April 11, 2013 | Lynn Rosendale

A new Calvin faculty member's documentary about the station wagon is up for an Emmy.

Mention the words station wagon and almost every baby boomer has a story to tell. Accounts of pre-safety-conscious days lying in the back of the wagon with the seats folded down and cross-country family vacations riding in the “way back” backwards—always seeing where you’ve been as opposed to where you’re headed—are standard associations with the iconic middle-class car of the 1950s, ’60s and ’70s.

“That’s the special something about this car and its story,” said Sam Smartt. “When I tell people about my film, they’re always more interested in telling me about their story of a station wagon.”

Smartt admitted the idea of a documentary on the station wagon first seemed a bit improbable. His colleague Christopher Zaluski came up with the idea after reading an online article about the death of the station wagon.

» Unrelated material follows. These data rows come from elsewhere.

PR #1194, opened 2024-10-07
Remove go-kit and switch to slog

### LINKED ISSUE #1191: Logging overhaul part 1
We currently bring in go-kit for structured logging and have a bunch of helpers to support using it due to the lack of structured logging when we created this. The `log/slog` package now exists and we don't really need to bring in this external dependency anymore. Let's replace it with the std `slog` package.

For ease we'll do this in two parts because of differences between the `go-kit/logging` package from `log/slog`. In the first part we'll rip out `go-kit/logging` and replace all the instances with `log/slog` but keep all the existing helpers, replacing the underlying type.

jrozner:
This removes go-kit's logging and switches to slog.

Closes #1191

### DIFF
--- a/backend/logging/logging.go
+++ b/backend/logging/logging.go
@@ -2,52 +2,44 @@ package logging
 
 import (
 	"context"
+	"io"
+	"log/slog"
 	"os"
 
-	kitlog "github.com/go-kit/kit/log"
 	"github.com/google/uuid"
 )
 
-// Logger is a generic logging interface. Currently wraps Go-kit's log.Logger
-type Logger kitlog.Logger
-
 var requestLoggerKey = &struct{ name string }{"requestLogger"}
 
-var systemLogger kitlog.Logger
+var systemLogger *slog.Logger
 
 // SetupStdoutLogging creates a new logger that logs to standard out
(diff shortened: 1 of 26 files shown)


backend/logging/logging.go
```diff
@@ -2,52 +2,44 @@ package logging
...
+	"io"
+	"log/slog"
 	"os"
 
-	kitlog "github.com/go-kit/kit/log"
 	"github.com/google/uuid"
 )
 
-// Logger is a generic logging interface. Currently wraps Go-kit's log.Logger
-type Logger kitlog.Logger
```
JoelAtDeluxe, line 12: I probably would have kept Logger and just had it wrap *slog.Logger to minimize the differences, but this works too.

JoelAtDeluxe (approved):
Yeah, looks good.

backend/logging/logging.go
jrozner: I originally tried that and ran into some type issues. This ended up being the easiest way to solve it. My hope is that we won't ever need to swap this again so it won't matter but I agree, that would have made it probably simpler.

PR #1277, opened 2025-07-23
Updates without csrf

jrozner:


jrozner:
This is currently broken due to https://github.com/stylus/stylus/issues/2938. main is broken too. We need to wait for this to be resolved or remove stylus from the frontend dependencies.

PR #1462, opened 2026-06-17
Remove AWS Lambda enhancement-service support

jrozner:
## Summary

The enhancement-services subsystem supported two interchangeable worker transports selected by a `type` field in each worker's JSON config: `web` (HTTP) and `aws` (AWS Lambda, plus a local RIE dev path). The `aws` type was never surfaced in the admin UI (which is a raw-JSON editor) and is functionally redundant — a Lambda can be reached as a `web` worker over an HTTP Function URL or API Gateway.

This PR drops the Lambda transport and standardizes on a single HTTP transport, then simplifies the now-single-implementation code.

## Changes

- **Delete** `worker_aws.go`, `rie_interface.go`, and their tests (Lambda worker + RIE local emulator).
- **Drop** the `github.com/aws/aws-sdk-go-v2/service/lambda` dependency. The S3 SDK usage in `internal/contentstore` is unaffected and remains.
- **Collapse the abstraction**: retire the `ServiceWorker` interface and the `findAppropriateWorker(...) → handler.Build(...)` two-step in favor of a single `buildWorker()` constructor. It still validates `type`/`version`, so any legacy `aws` config now fails with a clear `unsupported service worker type "aws" (version 1)` error instead of the old generic message.
- **Remove** the `UseLambdaRIE` config field/getter and the `APP_USE_LAMBDA_RIE` docker-compose var.
- **Simplify tests**: relocate the shared mock helpers out of the deleted RIE test file, drop the `transformFn`/`wrapInAwsResponse` Lambda-envelope wrapping (only HTTP remains), rename `awsProcessResp` → `processResp`.
- **Docs**: update `pipeline_readme.md` to note that HTTP-exposed Lambdas are still usable as `web` workers; remove the `lambda/js-container` template link.

Net ~580 lines removed.

## Compatibility

The worker config schema (`{type, version, url, headers}`) is **unchanged**, so **no DB migration is required**. Async/deferred processing remains available over HTTP via the existing 202-Accepted / `"deferred"` response handling.

### Operator action required

Any deployment with workers configured for the Lambda transport must repoint them at an HTTP endpoint (e.g. a Lambda Function URL). Audit existing workers with:

```sql
SELECT id, name, config FROM service_workers
WHERE deleted_at IS NULL AND config LIKE '%"aws"%';
```

## Verification

- `go build ./...` — clean
- `go vet ./...` — clean
- `go test ./internal/enhancementservices/...` — pass (web Test/ProcessMetadata: success / error / deferral / rejection)


jrozner:
@dependabot rebase

PR #117, opened 2022-03-02
Adjust earthshine effect based on Earth phase

jzuhone:
## Description

NOTE: The PR is finished but there is no expected hurry to merge it since I anticipate it will generate some discussion. 

This PR allows the heating on the ACIS FP from the earthshine into the ACIS radiator to depend on the Earth phase. The existing code assumes that the relevant earthshine is in the infrared, which should to zeroth order be the same regardless if the Earth is illuminated or not by the Sun. This code is an experimental feature to test the hypothesis that the model for the effect of earthshine on the temperature could be improved if we accounted for the Earth phase. 

This PR adds this capability by using the solar ephemeris along with the spacecraft ephemeris to compute the fraction of the  Earth which is illuminated by the Sun. It is currently an optional calculation through the use of kwargs. Note that this is a simple calculation which assumes that the ACIS radiator can see the whole Earth. 

This calculation improves the fit of the ACIS FP thermal model at high temperatures during radzones, which was demonstrated [at the TWG on 3/3/22](https://occweb.cfa.harvard.edu/twiki/bin/view/ThermalWG/MeetingNotes2022x03x03).

## Interface impacts

If the Earth phase factor is not included, the same model results are obtained as with the previous xija version.

### Unit tests

- [x] Mac
### Functional tests

Models with and without the Earth phase factor were checked to ensure they ran as expected.

### DIFF
--- a/xija/component/heat.py
+++ b/xija/component/heat.py
@@ -659,7 +659,9 @@ class EarthHeat(PrecomputedHeatPower):
 
             # This next bit optionally checks to see if the solar ephemeris
             # was passed in, and if it was it computes the fraction of the
-            # Earth's surface that is illuminated by the Sun.
+            # Earth's surface that is illuminated by the Sun. Originally
+            # discussed at:
+            # https://occweb.cfa.harvard.edu/twiki/bin/view/ThermalWG/MeetingNotes2022x03x03
             solar_xyzs = [getattr(self, f'solarephem0_{x}') for x in 'xyz']
 
             if self.use_earth_phase:
--- a/xija/component/heat.py
+++ b/xija/component/heat.py
@@ -544,21 +544,31 @@ class EarthHeat(PrecomputedHeatPower):
 
     def __init__(self, model, node,
                  orbitephem0_x, orbitephem0_y, orbitephem0_z,
-                 solarephem0_x, solarephem0_y, solarephem0_z,
                  aoattqt1, aoattqt2, aoattqt3, aoattqt4,
-                 k=1.0):
+                 solarephem0_x=None, solarephem0_y=None, 
+                 solarephem0_z=None, k=1.0):
         ModelComponent.__init__(self, model)
         self.node = self.model.get_comp(node)
         self.orbitephem0_x = self.model.get_comp(orbitephem0_x)
         self.orbitephem0_y = self.model.get_comp(orbitephem0_y)
         self.orbitephem0_z = self.model.get_comp(orbitephem0_z)
-        self.solarephem0_x = self.model.get_comp(solarephem0_x)
-        self.solarephem0_y = self.model.get_comp(solarephem0_y)
-        self.solarephem0_z = self.model.get_comp(solarephem0_z)
         self.aoattqt1 = self.model.get_comp(aoattqt1)
         self.aoattqt2 = self.model.get_comp(aoattqt2)
         self.aoattqt3 = self.model.get_comp(aoattqt3)
         self.aoattqt4 = self.model.get_comp(aoattqt4)
+        if solarephem0_x is None:
+            self.solarephem0_x = None
+        else:
+            self.solarephem0_x = self.model.get_comp(solarephem0_x)
+        if solarephem0_y is None:
+            self.solarephem0_y = None
+        else:
+            self.solarephem0_y = self.model.get_comp(solarephem0_y)
+        if solarephem0_z is None:
+            self.solarephem0_z = None
+        else:
+            self.solarephem0_z = self.model.get_comp(solarephem0_z)
+        
         self.n_mvals = 1
         self.add_par('k', k, min=0.0, max=2.0)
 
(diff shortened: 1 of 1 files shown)


taldcroft:
> This could also allow models to have a telemetry format dependence in the future (for fitting, most likely) if it were ever desired.

I am having trouble seeing how telemetry format could play into a thermal model, but maybe I'm missing something. There are likely some coincidental correlations with format, but not causation right?

Since this is completely unrelated it would probably be best to put 555c291 into a separate PR.

xija/component/heat.py
```diff
@@ -640,6 +654,21 @@ def dvals(self):
             else:
                 self.calc_earth_vis_from_taco(ephems, q_atts)
 
+            # This next bit optionally checks to see if the solar ephemeris
+            # was passed in, and if it was it computes the fraction of the
+            # Earth's surface that is illuminated by the Sun. 
+            solar_xyzs = [getattr(self, 'solarephem0_{}'.format(x))
+                          for x in ('x', 'y', 'z')]
+
+            if not None in solar_xyzs:
```
taldcroft, line 663: Linters will probably say this should be `if None not in solar_xyzs:`. I'm try to get away from nitpicky comments, but here there is real ambiguity about precedence `not (None in solar_xyzs)` or `(not None) in solar_xyzs`. It is probably the former since the code is working, but this could be worth fixing.

xija/component/heat.py
```diff
@@ -640,6 +654,21 @@ def dvals(self):
             else:
                 self.calc_earth_vis_from_taco(ephems, q_atts)
 
+            # This next bit optionally checks to see if the solar ephemeris
+            # was passed in, and if it was it computes the fraction of the
+            # Earth's surface that is illuminated by the Sun.
```
taldcroft, line 659: Include a link or reference to the TWG meeting where you presented this, so we can get back to that nice hand-drawn picture of the math.

xija/component/heat.py
```diff
@@ -640,6 +654,21 @@ def dvals(self):
...
+                          for x in ('x', 'y', 'z')]
+
+            if not None in solar_xyzs:
+
+                solars = np.array([x.dvals for x in solar_xyzs]).transpose().copy()
+
+                cos = np.sum(ephems*solars, axis=1)
+                es = np.sum(ephems*ephems, axis=1)*np.sum(solars*solars, axis=1)
+                cos /= np.sqrt(es)
+                self._dvals *= 0.5*(1.0+cos)
```
taldcroft, line 670: Should there be a convenient way to get access to this multiplicative factor via plotting or at least as an attribute to allow for diagnostics? I don't remember enough of the details to know how hard this would be.

taldcroft (commented):
The code here looks basically fine, with some minor comments. The PR itself needs docs on the testing, interface impacts (e.g. making sure it doesn't change existing results for the case without solar ephemeris) etc.

Is there benefit to getting this into the upcoming Ska release?

taldcroft:
OK, now I understand about the TlmFormat. So just go ahead with a separate PR.

xija/component/heat.py
jzuhone: Fixed this

taldcroft (approved):
I ran the unit tests on Mac with a pass. Thanks for the changes, looks good now.

matthewdahmer:
I tested this PR on chimchim with a local Xija installation by generating the ACIS FP dashboard plot with your new acisfp_spec.json (https://github.com/jzuhone/chandra_models/blob/fp_recal_2022/chandra_models/xija/acisfp/acisfp_spec.json). Everything seemed to work.

jzuhone:
@taldcroft I will add the extra info to the PR description. Should I bundle this with the new thermal model in a single FSDS?

jzuhone:
@taldcroft @matthewdahmer one note--with the added parameter `k2` that I have now included, the current flight ACIS FP model no longer works with this proposed version of xija, since it does not have the required number of parameters. I suppose this is fine given that we'd want to promote both this version and the new ACISFP model in https://github.com/sot/chandra_models/pull/80, but I wanted you to be aware.

matthewdahmer:
@jzuhone @taldcroft, If I remember correctly, the new ACIS FP model will require changes to the Matlab FOT Tools to pass in new parameters. We should get that sorted out before submitting the FSDS for the thermal model. The new version of Xija should be promoted first and included in the FOT MATLAB Tools version of Ska so @jskrist has the supporting Xija code available to develop against.

jzuhone:
> The new version of Xija should be promoted first and included in the FOT MATLAB Tools version of Ska so @jskrist has the supporting Xija code available to develop against.

But if we promote this version of xija and install it without the new model, we cannot run the existing ACIS FP flight model, correct? It does not have the new parameter.

matthewdahmer:
@jzuhone Sorry, I read what you wrote too quickly. I thought I heard you say during the TWG meeting that the current version of the ACIS FP model would work with the new version of Xija, however I see you are saying this is not the case. 

We just need to:

1. Make sure this Xija update does not make it into the FOT Matlab Tools Ska before the Matlab code is updated.
2. Avoid merging the new ACIS FP model into the main/master branch of chandra_models before we are ready to use it for load reviews so we don't need to reverse-merge it if we have another model we find we need to promote first.

We should tag up with @jskrist during our follow-on meeting after the MPCWG to see what his schedule looks like and how he would prefer we proceed. I'll bring this up during our Matlab Dev meeting tomorrow as well.

jeanconn:
I also note that doesn't seem quite clear from the interface impacts?  If I understand correctly, should this PR be updated to be more backward compatible and then make the breaking change at the next version?

matthewdahmer:
This PR was included in FSDS-25 and is now approved.

jeanconn:
Right, so since the FSDS was brought as a github PR, I think this can get merged and a new release cut.

jeanconn (approved):

PR #120, opened 2022-04-25
Radiative coupling

matthewdahmer:
## Description
This PR adds a radiative coupling to complement the linear conductive coupling.

## Interface impacts

This PR does not result in any backwards incompatible changes, and does not directly impact the use of any models using the radiative coupling within the FOT MATLAB Tools.

## Testing

This was developed and tested within the Mac OS environment. No particular setup is needed for functional testing, outside of a model that includes the radiative coupling component.

### Unit tests

- [ ] No unit tests
- [x] Mac
- [ ] Linux
- [ ] Windows

- [ ] [PLATFORM]:

### Functional tests

Functional testing to be discussed at the April 28 Thermal Working Group meeting.

### DIFF
--- a/xija/core_1.c
+++ b/xija/core_1.c
@@ -19,7 +19,6 @@ int calc_model_1(int n_times, int n_preds, int n_tmals, double dt,
     double k2, dt2, tempk1, tempk2;
     int i, j, j0, i1, i2, i3, rki, opcode;
 
-    double sb_const = 5.670374419E-8;
     double c2k = 273.15;
 
     for (j0 = 0; j0 < n_times-2; j0 += 2) {
@@ -80,19 +79,15 @@ int calc_model_1(int n_times, int n_preds, int n_tmals, double dt,
                         }
                         break;
                     case 5:  /* Node to node radiative coupling */
+                        tempk1 = (y[i1] + c2k) / 300;
                         if (i2 < n_preds && i1 < n_preds) {
-                            tempk1 = y[i1] + c2k;
-                            tempk2 = y[i2] + c2k;
-                            deriv[i1] += (tempk2 * tempk2 * tempk2 * tempk2 - tempk1 * tempk1 * tempk1 * tempk1)
-                                * tmal_floats[i][0] * sb_const;
-
+                            tempk2 = (y[i2] + c2k) / 300;
                         }
                         else {
-                            tempk1 = y[i1] + c2k;
-                            tempk2 = mvals[i2][j] + c2k;
-                            deriv[i1] += (tempk2 * tempk2 * tempk2 * tempk2 - tempk1 * tempk1 * tempk1 * tempk1)
-                                * tmal_floats[i][0] * sb_const;
+                            tempk2 = (mvals[i2][j] + c2k) / 300;
                         }
+                        deriv[i1] += (pow(tempk2, tmal_floats[i][1]) -
+                            pow(tempk1, tmal_floats[i][1])) * tmal_floats[i][0];
                         break;
                     }
             }
--- a/xija/core_1.c
+++ b/xija/core_1.c
@@ -16,8 +16,11 @@ int calc_model_1(int n_times, int n_preds, int n_tmals, double dt,
 {
     double deriv[100];  /* n_preds -- learn to malloc! */
     double y[100];
-    double k2, dt2;
-    int i, j, j0, i1, i2, i3, rki, opcode;    
+    double k2, dt2, tempk1, tempk2;
+    int i, j, j0, i1, i2, i3, rki, opcode;
+
+    double sb_const = 5.670374419E-8;
+    double c2k = 273.15;
 
     for (j0 = 0; j0 < n_times-2; j0 += 2) {
         for (rki = 0; rki < 2; rki++) {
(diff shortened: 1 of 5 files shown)


taldcroft:
@matthewdahmer - what is the driver for this? I think that in practice (over the typical temperature ranges we see) the T^4 curve is reasonably close to linear. Maybe the proof is in the pudding if you can get a model fit with this new component that is much better than what is possible with the linear conductive coupling.

Here is T^4 in blue and linear in orange.

image

matthewdahmer:
The LAE domes have a direct view to the MUPS valve housings, and since these domes likely heat quickly and likely get rather hot, they may provide a significant radiative heat load to the valves. Interestingly enough, I found that introducing a radiative coupling doesn't have as much of an effect in improving temperature predictions at the hottest valve temperatures as it does at the colder valve temperatures. In the end, this will serve to make momentum unload predictions more accurate.

taldcroft:
@matthewdahmer - my point is that you should try a linear coupling as well to see if using the new T^4 coupling actually makes a noticeable improvement in the prediction compared to the linear version.

About units, xija is basically unit-free, so there is not really a point in introducing `Sb`, all you really need is to make it so that the final parameter that gets fitted is of order a few, which helps out sherpa in fitting. Instead of using the 10-digit `sb_const` you could just use 1e-8 or 1e-9 as an arbitrary scaling.

xija/core_2.c
```diff
@@ -79,6 +82,19 @@ void dTdt(int j, int half, int n_preds, int n_tmals, int **tmal_ints,
                 }
                 if (half == 0) mvals[i3][j] = mvals_i3;
                 break;
+            case 5:  /* Node to node radiative coupling */
+                tempk1 = y[i1] + c2k;
+                if (i2 < n_preds && i1 < n_preds) {
+                    tempk2 = y[i2] + c2k;
+                    deriv[i1] += (tempk2 * tempk2 * tempk2 * tempk2 - tempk1 * tempk1 * tempk1 * tempk1)
```
taldcroft, line 89: Same, factor this out.

xija/core_1.c
```diff
@@ -76,6 +79,21 @@ int calc_model_1(int n_times, int n_preds, int n_tmals, double dt,
                             mvals[i3][j] = 0.0;
                         }
                         break;
+                    case 5:  /* Node to node radiative coupling */
+                        if (i2 < n_preds && i1 < n_preds) {
+                            tempk1 = y[i1] + c2k;
```
taldcroft, line 84: This is where you could make this unitless and of order 1 and get rid of the `sb_const`.
```suggestion
                            tempk1 = (y[i1] + c2k) / 300;
```

taldcroft:
@matthewdahmer - have a look at https://gist.github.com/taldcroft/8f80ab919b211e2c4e96276f2c744aec. This defines a 2nd-order approximation that is worth exploring to see if it improves stability of fitting.

xija/core_1.c
```diff
@@ -76,6 +79,21 @@ int calc_model_1(int n_times, int n_preds, int n_tmals, double dt,
...
+                            tempk2 = y[i2] + c2k;
```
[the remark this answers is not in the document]
matthewdahmer: Done, thanks!

xija/core_1.c
matthewdahmer: Done, Thanks!

xija/core_2.c
matthewdahmer: Done, thanks!

matthewdahmer:
@taldcroft The second order approximation you use seems to require two separate constants instead of one to generate an equivalent comparison to the fourth order case, so I'm not sure this is entirely a fair comparison, unless we hard code the second order fit approximation constants into the equation (unless I'm missing something). That being said, I think the temperature normalization should solve the instability issue for reasonable temperatures. I did want to test the difference between using different order though, so I built in an option to specify other values with the default being 4.

taldcroft:
@matthewdahmer - I was thinking about hard-coding those "taylor-series" coefficients so there is still just a single overall normalization. I still think it's worth a quick try to see if it works.

matthewdahmer:
@taldcroft I did some testing and both moncar and simplex fitting methods technically work with both 2nd and 4th order cases now, however the simplex method fails to produce a workable model from an accuracy standpoint for the 4th order case. In all cases, the moncar method produces workable and vastly better models than the simplex method, however this is not unique to these models. The moncar method always produces a better model.

matthewdahmer:
Using the moncar fitting method, the 2nd order case produces results that are very close to the 4th order case, with the 4th order case looking slightly better by a very small margin. The following dashboard plots show the results, unfortunately you need a white background to see the numbers due to how JupyterLab generates the plots.

4th Order Case:
image

2nd Order Case:
image

taldcroft:
The results for 2nd order and 4th order look indistinguishable to me. By Occam's razor I'd suggest 2nd order, though it would be nice to see the same fit results for adding the 1st order (linear) coupling plotted in the same way. In any case your idea of allowing an arbitrary polynomial degree seems fine.

matthewdahmer:
Another option could be to include two fit-able parameters instead of one.

- This: C1*T1^N - C2*T2^N
- Instead of this: C1*(T1^N - T2^N)

Such an arrangement would allow the coefficients you used to approximate the fourth order case to be fit to the model, while including the "factor" (original fitted parameter) as a combined value.

taldcroft:
There are many possibilities. I would only choose the more complex one if it provides a noticeably better fit.

BTW, did using a 2nd order in the fitting above mitigate the problems you originally noted in the TWG presentation wrt to fitting / numerical instability? I.e. can you still reproduce the original problems with 4th order, and then do you see the same (or not) with 2nd order?

matthewdahmer:
The temperature normalization seems to have fixed the numerical instability as long as I use the moncar method; this way I can get good fits using either the second or fourth order coupling. Using the second order coupling along with the temperature normalization allows the simplex method to converge on a non-ideal but not unviable model. Using the fourth order coupling (+ temperature normalization) along with the simplex method does not result in a viable model. I'm not seeing the "NaN trap" in any of these cases however, so in a way it seems the temperature normalization seems to have helped in that regard.

matthewdahmer:
Here are all the relevant results in a PDF that's easier to flip through and compare the different results; all these results use normalized temperatures. I added a version that simulates a linear connection (1st order) to see how that compares. The only mathematical difference in this case is the "factor" is the inverse of the tau used in the original built-in coupling used for years.

[radiative_coupling_results.pdf](https://github.com/sot/xija/files/8631438/radiative_coupling_results.pdf)

I'm not seeing a clear benefit to using the `C1*T1^N - C2*T2^N` (2 factor) option, so the original method with normalized temperature and user defined order seems like the best option.

matthewdahmer:
The document above shows both moncar and simplex (simplex for second order case, 4th order simplex didn't produce a viable model - but no NaN trap at least). The levmar method has never worked well, and doesn't even produce a viable model for the current mups2a flight model architecture.

PR #121, opened 2022-05-13
fixed some PEP8 violations and updated 'Hack' to only overwrite final…

jskrist:
… prediction mvals instead of all mvals

## Description
There was a "Hack" in the model.py code to make sure that calculated data was returned for all entries of the `mvals`.  This code essentially copies the second-to-last value (which is computed by the calc function) into the last value as well.  This logic works fine for predicted values, and results in the last two data points being the same exact value.  However, for non-predicted values, this results in overwritten input data.  Most of the time, the input states aren't changing significantly in the last two data point, so this doesn't cause any issues.  However, when the last data point of an input state does change significantly, then the returned `mvals` will no longer match the given inputs.

The fix presented in this PR is to only overwrite the last values for components that are predictions, and to leave non-predicted values alone.

## Interface impacts
This does not change the API, and should have minimal impacts on the user community in most cases.

### Unit tests
I was unable to run the unit test on Windows due to not having the Ska data available locally.
- [X] No unit tests

- [ ] [PLATFORM]:

### Functional tests
This was tested using the FOT MATLAB Tools running MCC and evaluating all the thermal models for a given week.  The thermal predictions were checked against the values without this fix, and the `mvals` from non-predicted components were compared to input states.

In particular, the final value of the `fep_count` component of the ACIS DPA model was compared to the provided inputs from the MAY0222A schedule.

### DIFF
--- a/xija/model.py
+++ b/xija/model.py
@@ -45,9 +45,6 @@ logger = clogging.config_logger('xija', level=clogging.INFO)
 DEFAULT_DT = 328.0
 dt_factors = np.array([1.0, 0.5, 0.25, 0.2, 0.125, 0.1, 0.05, 0.025])
 
-#int calc_model(int n_times, int n_preds, int n_tmals, double dt,
-#               double **mvals, int **tmal_ints, double **tmal_floats)
-
 
 def convert_type_star_star(array, ctype_type):
     f4ptr = ctypes.POINTER(ctype_type)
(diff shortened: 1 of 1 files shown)


xija/model.py
```diff
@@ -692,8 +687,8 @@ def calc(self):
                                      len(self.tmal_ints), dt, mvals,
                                      tmal_ints, tmal_floats)
 
-        # hackish fix to ensure last value is computed
-        self.mvals[:, -1] = self.mvals[:, -2]
+        # hackish fix to ensure last value is a computed value for predicted components
+        self.mvals[:self.n_preds, -1] = self.mvals[:self.n_preds, -2]
```
jskrist, line 691: This is the meat of the PR.  The rest is just PEP8 improvements.

taldcroft: Looks good.

taldcroft (approved):

taldcroft:
Thanks @jskrist !

PR #122, opened 2022-07-15
Fix instabilities in xija_gui_fit, add ability to adjust error limits in histogram plots

jzuhone:
## Description

`xija_gui_fit` occasionally exhibits random crashes, especially when one is attempting to make new plots or pan/zoom within existing plots. This appears to be due to race conditions where an instruction to change a plot is made to a plot object that no longer exists. 

Along with https://github.com/sot/Ska.Matplotlib/pull/25, this PR seeks to avoid these crashes by doing the following:

* Avoid creating and re-creating `Figure` objects as much as possible, instead save the `Figure` object and update its data
* Add a short delay before updating plots after adding limit lines
* Caching rad zone times so they don't need to be created the first time you plot them
* General cleanup and simplification of code

This PR also adds the ability to manually specify the error limits in histogram plots, see the new input boxes in the lower-right of this image:

image

This allows more control over the histogram plots to make them more reproducible. 

### Unit tests

- [x] No unit tests
- [ ] Mac
- [ ] Linux
- [ ] Windows

### Functional tests

* Open up `xija_gui_fit`, fit a model, create plots, zoom in and out, pan, re-fit, etc. to see if one gets a crash--no crashes occurred
* Check that changing the error plot limits update plots as desired

### DIFF
--- a/xija/gui_fit/app.py
+++ b/xija/gui_fit/app.py
@@ -89,14 +89,12 @@ class FormattedTelemData:
         return val
 
 
-class FiltersWindow(QtWidgets.QMainWindow):
+class FiltersWindow(QtWidgets.QWidget):
     def __init__(self, model, main_window):
         super(FiltersWindow, self).__init__()
         self.model = model
         self.mw = main_window
         self.setWindowTitle("Filters")
-        wid = QtWidgets.QWidget(self)
-        self.setCentralWidget(wid)
 
         header_font = QtGui.QFont()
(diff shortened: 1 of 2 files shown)


jzuhone:
any comments on this PR?

taldcroft (approved):
The functional testing looks good enough, esp. since this tool is not used directly in mission-critical operations.

taldcroft:
@jzuhone - feel free to merge.

PR #124, opened 2022-09-05
Apply black and isort formatting and modernize config files

taldcroft:
## Description

This does the following:

- Apply [Black](https://black.readthedocs.io/en/stable/) formatting in a few steps
- Apply `isort` to sort imports
- Add `pyproject.toml` to configure `black` and `isort` behavior
- Add `.pre-commit-config.yaml` to allow pre-commit hooks to be installed
- Remove `pytest.ini`. There is a new paradigm where we will use a single global definition of that file, as provided by the `ska_testr` repo. This new `pytest.ini` should be placed in a directory above all your Ska git repos (e.g. `~/git`).
 
## Interface impacts

None

### Unit tests

- [x] Mac

- [ ] [PLATFORM]:

### Functional tests

Confirmed that the pre-commit hooks work as expected.

### DIFF
--- a/pytest.ini
+++ b/pytest.ini
@@ -1,7 +1,0 @@
-[pytest]
-filterwarnings =
-    # See https://github.com/numpy/numpy/issues/11788 for why this is benign
-    ignore:numpy.ufunc size changed:RuntimeWarning
-    ignore:the imp module is deprecated in favour of importlib:DeprecationWarning
-    ignore:parse functions are required to provide a named argument:PendingDeprecationWarning
-norecursedirs = .* alt_core build ctypes_example dist doc examples GUI_play ipynb models* nmass* pyside tests_no_pytest tmp twodof www


jzuhone (approved):
totally support this.

matthewdahmer:
@taldcroft I support this. The only hangup I have is the use of double quotes by default; I find the use of single quotes makes code look better, but this isn't really that big of a deal for me. I generally find the code formatting by black to be quite pleasant to read. I didn't see a way in the black api to ignore specific lines that are intentionally formatted in such a way that would otherwise be re-formatted, is this an option?

matthewdahmer (approved):

taldcroft:
OK, I'll re-do this PR after #127 and #125 get merged. I will also put in a pre-commit hook config to make it easier to not forget.

After a little while I got used to the double quotes and now they look better. One thing is that I almost always *type* a single quote and then when I'm done with a section of code I have black fix it with option-shift-f in VS code.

“It planted a seed for me,” said Smartt. “Are there people out there for whom the death of the station wagon was an absolute tragedy?”

Offbeat collectors

The answer: Yes. “We banked on the fact that there were people who were still passionate about station wagons and that they were probably a little bit eccentric,” said Smartt, the soon-to-be newest member of Calvin’s communications arts and sciences department. So he and Zaluski, both master of fine arts candidates at Wake Forest University, set out to collect those stories for their thesis project.

“We’re not making fun of people; we’re on their side,” said Smartt. “Collecting station wagons is a little quirky, but that’s what makes a great story.”

The result, Wagonmasters, a 40-minute documentary, is a collection of vignettes about wagon enthusiasts woven together around the theme of the changing American Dream.

“In film, I believe you can educate and reflect while also offering an entertaining experience,” said Smartt. “This car that was once the epitome of the American Dream became the most uncool car people could imagine,” he said. “What does that say about the American Dream?”

The film has garnered attention from filmmakers, including being named 2013 “Best of Festival” by the Broadcast Education Association in the student documentary category and a finalist for the College Television Awards (the college Emmys), sponsored by the Academy of Television Arts and Sciences—the winner to be announced April 25.

Other current projects for Smartt, who will begin teaching at Calvin this fall, include a film on the impact of short-term mission trips, based on his experiences traveling with a singing group to Zambia, and the true story of a homeless 18-year-old boy struggling to provide a home and create a family with his soon-to-be paroled father.

Integrating faith and film

“As a documentary filmmaker, Sam impresses me as a listener,” said Brian Fuller, media production professor at Calvin. “He values the stories of others in a way that is both humble and courageous. He seems willing to approach those lives which aren’t like his own and present them as worthy of audience attention. I’ve been lucky enough to view several of his films, and frankly, he makes beautiful pictures.”

Smartt is excited about the opportunities at Calvin. “I’m looking forward to being encouraged to incorporate my faith into my work,” he said. “It’s important to have Christians who are active in this field, and I’m excited to have mentors who are going to be able to guide me and help me think through this from a Christian perspective.”

Up first for Smartt, among other things, is a new class, “Social Justice Documentary Production and the Christian Worldview,” to be offered next spring. “This is something that I’m very interested in but haven’t had the chance to explore,” said Smartt, who will also teach classes in media production and digital media. “Those worlds do not overlap very much, and I’m interested in exploring why that is and how Christians should approach social justice documentary.

“I’m looking forward to engaging students in this process,” he said, “but I’m also looking forward to learning from the students. It’s definitely a two-way street. There’s no better way to learn about the culture than from the people who are immersed in it.”

On Thursday, April 25, Wagonmasters took second place in "Documentary" category at the 34th Annual College Television Awards.